PR #355, opened 2026-08-29
Test/backend integration and security tests

chetanbarakki:
## Description

Brief summary of the changes. Reference any related issues.
Added the following changes
- New exceptions for macro depth and memory limits.
- New limits enforced for macro recursion depth and image memory.
- Updated persistence logic for share link expiration.
- New test suites covering integration, step inspection, macro expansion, security tokens, and memory limits.

Fixes #39 

## Type of Change

- [ ] Bug fix
- [ ] New feature
- [ ] Breaking change
- [ ] Documentation update

## How Has This Been Tested?

- [ ] Existing tests pass
- [ ] New tests added
- [ ] Manual testing

## Checklist

- [ ] Tests pass locally

### DIFF
--- a/imagelab-backend/app/exceptions.py
+++ b/imagelab-backend/app/exceptions.py
@@ -25,6 +25,20 @@ class PipelineExecutionError(Exception):
         super().__init__(user_friendly_message)
 
 
+class MacroDepthLimitExceeded(AppException, ValueError):
+    """Raised when macro expansion depth exceeds maximum allowed limit (10)."""
+
+    def __init__(self, message: str = "Macro expansion depth limit exceeded (> 10)"):
+        super().__init__(message=message, status_code=400)
+
+
+class MemoryLimitExceededException(AppException, ValueError):
+    """Raised when image processing memory usage exceeds configured threshold."""
+
+    def __init__(self, message: str = "Memory limit exceeded during image processing"):
+        super().__init__(message=message, status_code=400)
+
+
 async def app_exception_handler(request: Request, exc: AppException) -> JSONResponse:
     return JSONResponse(
         status_code=exc.status_code,
--- a/imagelab-backend/app/routers/persistence.py
+++ b/imagelab-backend/app/routers/persistence.py
@@ -171,7 +171,7 @@ def _get_active_share(session: Session, token: str) -> PipelineShare:
         if expires_at.tzinfo is None:
             expires_at = expires_at.replace(tzinfo=UTC)
         if expires_at < datetime.now(UTC):
-            raise HTTPException(status_code=status.HTTP_404_NOT_FOUND, detail=INVALID_SHARE_DETAIL)
+            raise HTTPException(status_code=status.HTTP_403_FORBIDDEN, detail="Share token has expired")
 
     return share
 
--- a/imagelab-backend/app/services/graph_engine.py
+++ b/imagelab-backend/app/services/graph_engine.py
@@ -4,10 +4,13 @@ import uuid
 
 from sqlmodel import Session, select
 
+from app.exceptions import MacroDepthLimitExceeded
 from app.models.graph import GraphCycleError, GraphNode, PipelineGraph, topological_sort
 from app.models.persistence import PipelineVersion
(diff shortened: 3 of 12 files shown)


ivantha:
### Automated review summary

**Triage:** test  |  **Recommendation:** needs-revision

**Findings**
- **[major/security]** `imagelab-backend/app/services/pipeline_executor.py:103` check_memory_limit() is only wired into execute_pipeline's main step loop (line 227) and its pre-decode check (line 175). _run_sub_pipeline, which executes the steps inside macro_blend/macro_if_else branches, calls operator.compute() right here with no memory check at all. A single request whose pipeline contains a macro_blend/macro_if_else step with a branch step like resize_image(width=50000, height=50000) can allocate far past the 50MB threshold before any check fires, bypassing the new guard entirely. _(unverified)_
- **[major/security]** `imagelab-backend/app/routers/persistence.py:174` Expired share tokens now return 403 'Share token has expired', while the not-found branch just above (line 167) still returns 404 with the generic 'Invalid or expired share link'. This makes expired-vs-nonexistent tokens distinguishable again -- exactly what tests/test_persistence_api.py::test_share_obfuscation_and_expiry was written to prevent (per its name and inline 'obfuscation' comments). That test was edited in this PR to match the new behavior instead of catching the regression.
- **[major/bug]** `imagelab-backend/app/services/pipeline_executor.py:227` check_memory_limit(image) here runs inside the per-step try/except. Because MemoryLimitExceededException also subclasses ValueError, it gets caught by 'except ValueError' at line 254 and re-raised as PipelineExecutionError, which the router turns into HTTP 200 with success:false. The pre-execution check a few lines up (175-177) explicitly re-raises specifically to avoid this kind of swallowing and reaches the router's 400 path instead -- so the same exception produces two different HTTP contracts depending on whether the limit is hit before or during execution.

━━━━━━━━━━━━━━━━━━━━━━━━━━━━━━

• **TO DO**
Nothing in the records may be left out; reproduce them exactly.

• **COMPLETED TASK**
PR #355, opened 2026-08-29
Test/backend integration and security tests

chetanbarakki:
## Description

Brief summary of the changes. Reference any related issues.
Added the following changes
- New exceptions for macro depth and memory limits.
- New limits enforced for macro recursion depth and image memory.
- Updated persistence logic for share link expiration.
- New test suites covering integration, step inspection, macro expansion, security tokens, and memory limits.

Fixes #39 

## Type of Change

- [ ] Bug fix
- [ ] New feature
- [ ] Breaking change
- [ ] Documentation update

## How Has This Been Tested?

- [ ] Existing tests pass
- [ ] New tests added
- [ ] Manual testing

## Checklist

- [ ] Tests pass locally

### DIFF
--- a/imagelab-backend/app/exceptions.py
+++ b/imagelab-backend/app/exceptions.py
@@ -25,6 +25,20 @@ class PipelineExecutionError(Exception):
         super().__init__(user_friendly_message)
 
 
+class MacroDepthLimitExceeded(AppException, ValueError):
+    """Raised when macro expansion depth exceeds maximum allowed limit (10)."""
+
+    def __init__(self, message: str = "Macro expansion depth limit exceeded (> 10)"):
+        super().__init__(message=message, status_code=400)
+
+
+class MemoryLimitExceededException(AppException, ValueError):
+    """Raised when image processing memory usage exceeds configured threshold."""
+
+    def __init__(self, message: str = "Memory limit exceeded during image processing"):
+        super().__init__(message=message, status_code=400)
+
+
 async def app_exception_handler(request: Request, exc: AppException) -> JSONResponse:
     return JSONResponse(
         status_code=exc.status_code,
--- a/imagelab-backend/app/routers/persistence.py
+++ b/imagelab-backend/app/routers/persistence.py
@@ -171,7 +171,7 @@ def _get_active_share(session: Session, token: str) -> PipelineShare:
         if expires_at.tzinfo is None:
             expires_at = expires_at.replace(tzinfo=UTC)
         if expires_at < datetime.now(UTC):
-            raise HTTPException(status_code=status.HTTP_404_NOT_FOUND, detail=INVALID_SHARE_DETAIL)
+            raise HTTPException(status_code=status.HTTP_403_FORBIDDEN, detail="Share token has expired")
 
     return share
 
--- a/imagelab-backend/app/services/graph_engine.py
+++ b/imagelab-backend/app/services/graph_engine.py
@@ -4,10 +4,13 @@ import uuid
 
 from sqlmodel import Session, select
 
+from app.exceptions import MacroDepthLimitExceeded
 from app.models.graph import GraphCycleError, GraphNode, PipelineGraph, topological_sort
 from app.models.persistence import PipelineVersion
(diff shortened: 3 of 12 files shown)


ivantha:
### Automated review summary

**Triage:** test  |  **Recommendation:** needs-revision

**Findings**
- **[major/security]** `imagelab-backend/app/services/pipeline_executor.py:103` check_memory_limit() is only wired into execute_pipeline's main step loop (line 227) and its pre-decode check (line 175). _run_sub_pipeline, which executes the steps inside macro_blend/macro_if_else branches, calls operator.compute() right here with no memory check at all. A single request whose pipeline contains a macro_blend/macro_if_else step with a branch step like resize_image(width=50000, height=50000) can allocate far past the 50MB threshold before any check fires, bypassing the new guard entirely. _(unverified)_
- **[major/security]** `imagelab-backend/app/routers/persistence.py:174` Expired share tokens now return 403 'Share token has expired', while the not-found branch just above (line 167) still returns 404 with the generic 'Invalid or expired share link'. This makes expired-vs-nonexistent tokens distinguishable again -- exactly what tests/test_persistence_api.py::test_share_obfuscation_and_expiry was written to prevent (per its name and inline 'obfuscation' comments). That test was edited in this PR to match the new behavior instead of catching the regression.
- **[major/bug]** `imagelab-backend/app/services/pipeline_executor.py:227` check_memory_limit(image) here runs inside the per-step try/except. Because MemoryLimitExceededException also subclasses ValueError, it gets caught by 'except ValueError' at line 254 and re-raised as PipelineExecutionError, which the router turns into HTTP 200 with success:false. The pre-execution check a few lines up (175-177) explicitly re-raises specifically to avoid this kind of swallowing and reaches the router's 400 path instead -- so the same exception produces two different HTTP contracts depending on whether the limit is hit before or during execution.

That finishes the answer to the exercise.